* TASK: Can you pull out each line of the data below that includes the word "Either"?

(Dataset entries)
***
PR #1425, opened 2026-01-30
fix(style): remove thead-light to uniformize tables

MarskyMessier:
This is mostly an aesthetic fix for tables as there were some tables with thead-light when it's not the case for most tables anymore. I believe develop has some additional ones with trade listing added. 
My reasoning is that it doesn't change that much for the visual and helps being more consistent accross theme as *-light can be inconsistent in darker themes + people will generally style the head with a color. This is basically just to uniformize tables accross the site.

I do know some might like the darker shade *-light gives for light mode bootstrap so feel free to give other suggestions or more cross-theme friendly options!

### DIFF
--- a/resources/views/admin/submissions/submission.blade.php
+++ b/resources/views/admin/submissions/submission.blade.php
@@ -101,7 +101,7 @@
             <h2>Add-Ons</h2>
             <p>These items have been removed from the {{ $submission->prompt_id ? 'submitter' : 'claimant' }}'s inventory and will be refunded if the request is rejected or consumed if it is approved.</p>
             <table class="table table-sm">
-                <thead class="thead-light">
+                <thead>
                     <tr class="d-flex">
                         <th class="col-2">Item</th>
                         <th class="col-4">Source</th>
--- a/resources/views/character/design/addons.blade.php
+++ b/resources/views/character/design/addons.blade.php
@@ -33,7 +33,7 @@
             <div class="card mb-3">
                 <div class="card-body">
                     <table class="table table-sm">
-                        <thead class="thead-light">
+                        <thead>
                             <tr class="d-flex">
                                 <th class="col-2">Item</th>
                                 <th class="col-4">Source</th>
--- a/resources/views/home/_submission_content.blade.php
+++ b/resources/views/home/_submission_content.blade.php
@@ -74,7 +74,7 @@
         <div class="card-header h2">Rewards</div>
         <div class="card-body">
             <table class="table table-sm">
-                <thead class="thead-light">
+                <thead>
                     <tr>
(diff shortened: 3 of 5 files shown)


SpeedyD:
Perhaps it is just me, but I feel like having a stronger head color makes it stand out from the rest of the table..

I'd suggest doing the opposite- instead of REMOVING thead-light everywhere, I'd suggest ADDING it everywhere.

MarskyMessier:
Then could I suggest thead-dark instead? *-light properties have been a bit of a troublemaker in UI editing as in most dark theme the light property can be hell to deal with, it also makes the table head stand out more than light. It's the same shade as the navbar I believe.

SpeedyD:
Dark.. Yeah, that could work. :)

ScuffedNewt:
Small request, can screenshots be included?

MarskyMessier:
Okay so I'm revisiting this PR and I'm now curious on one thing : is there a reason why LK has both table element and custom table styling ? Wouldn't it be smart to then convert all table elements into the one LK uses for uniformity?
This of course would be done on a new PR as it is out of scope of this one, technically.

itinerare:
So as far as I recall, the situation is:
- HTML tables aren't very responsive with regards to mobile
- Some cases we have tables for don't play nice with the bootstrap pseudo-tables for... reasons I don't remember? I recall it being a deliberate thing, though.

Now granted, this is a few years distant at this point, so my recollection is certainly not infallible.

SpeedyD:
Now that you mention that, I also remember that a WHIIIIILE back, almost all tables got REPLACED with Bootstrap Pseudo table. So I'm kind of thinking maybe we should replace all of them.

perappu:
It doesn't apply to the ones in this PR, but I believe sortable has issues with the nesting that happens with the bootstrap tables. I said it on discord but I'm pretty sure these tables aren't bootstrap ones due to the row sizing behavior being weird on mobile/not wanting the table to wrap within the already cramped space with how some of these divs are nested. I'd be happy to be wrong though.

Either way, I wouuuuuld argue that a major refactor of various tables across the site is something that should live in a develop PR, rather than this v3 one.

itinerare:
Yeah, it being related to the manual sort setup sounds about right/matches my vague recollection...

SpeedyD:
I have none of this in my memory, but I'll take your words for it. Either way: Yes, not in this PR. Sorry.

Whiiiich brings us back to: What is actually gonna happen with this PR? The last suggestion was to make it thead-dark rather than removing or adding thead-light everywhere, as well as a request for screenshots..

perappu:
Yeah, @MarskyMessier if you could provide screenshots as requested and make the change to thead-dark then I think this is fine.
***
* ANSWER BOX:
Either way, I wouuuuuld argue that a major refactor of various tables across the site is something that should live in a develop PR, rather than this v3 one.
I have none of this in my memory, but I'll take your words for it. Either way: Yes, not in this PR. Sorry.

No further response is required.